# What is the Uber Process for Deactivation?



## SCdave (Jun 27, 2014)

FARLANCE or any other Uber Employee...here's your chance to educate us Drivers.

What is the Process for Deactivation as per Uber's written policy. Is this a corporate Nationwide policy? Is this a city by city policy? Is this left totally up to the local CSR? What is the review process for Driver's?

I really find it hard to believe that this process is not in writing as part of our Driver's "Handbook". I've read my Driver's "Handbook" from cover to cover and just can't find the process spelled out.


----------



## DriverJ (Sep 1, 2014)

Same as it is for activation - (1.) About Face - (2.) Lower Pants - (3.) Bend to a 45 Degree Angle (more if you're into this kinda stuff) - (4.) Just let Uber Work their Magic.

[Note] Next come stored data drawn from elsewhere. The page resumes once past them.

PR #194, opened 2023-02-17
Restart mongo

timiimit:
This PR makes mongo container restart if it stops.

This should prevent recent incidents when it stops/crashes for an unknown reason. Because our way of rebooting the server causes us to lose logs we have no way of pinpointing exact cause yet. Now if it will auto-restart, logs of container should stay saved which will provide further insight. The downside of this PR is that there's no way for us to know when container stops, hopefully logs will make that clear when it happens.

### DIFF
--- a/docker-compose.yml
+++ b/docker-compose.yml
@@ -30,6 +30,7 @@ services:
   mongo:
     container_name: mongo
     image: mongo
+    restart: always
     environment:
       - MONGO_INITDB_ROOT_USERNAME=devroot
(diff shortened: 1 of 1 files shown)


belmirp (approved):

timiimit:
Waiting a bit before merging in case issue was resolved with apache and it is no longer necessery to restart.

Saibamen (approved):

timiimit:
This doesn't need to happen. issue is not part of our code. our host machine was running out of memory and stopping mongo as result because it was using most of the memory.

How can I be so disgruntled after only 6 days? LOTS of work, no money. That's right, I remember now.


----------



## AlinPhx (Sep 24, 2014)

I am new to Uber Activated last Saturday. Yesterday I drove all morning, then went off line. At around 2:30 I tried to go back on line, was asked to log in, but got an error message: Login Failed your driver account has not been activated (this message has been continuous ever since).
I sent this to the zen desk at 3:30 yesterday, and still have heard nothing. If I have been Deactivated (I'm not sure why I would have been), or if there is something I need to do, it would be fair to let me know rather than not responding. Also, where do you find this Drivers Handbook?


----------



## Subaruber (Sep 25, 2014)

Same happened to me , I got 1 star mistakenly by uber ride. Got my straight 5 stars with final 4.43. My account deactivated with no reason. got replies they said i no longer be able to reactivated. 

Uber doing , ..... extremely grazy policy , grazy company and the worst of all dealing with drivers.


----------



## AlinPhx (Sep 24, 2014)

How long before you heard from Uber?


----------



## Subaruber (Sep 25, 2014)

It is what it is. They just unfair and wrong from very beginning... i dont like to be called whinning but I dont deserve wrongful and injustice .....never happened with any companies i worked before.....


----------



## pengduck (Sep 26, 2014)

AlinPhx said:


> I am new to Uber Activated last Saturday. Yesterday I drove all morning, then went off line. At around 2:30 I tried to go back on line, was asked to log in, but got an error message: Login Failed your driver account has not been activated (this message has been continuous ever since).
> I sent this to the zen desk at 3:30 yesterday, and still have heard nothing. If I have been Deactivated (I'm not sure why I would have been), or if there is something I need to do, it would be fair to let me know rather than not responding. Also, where do you find this Drivers Handbook?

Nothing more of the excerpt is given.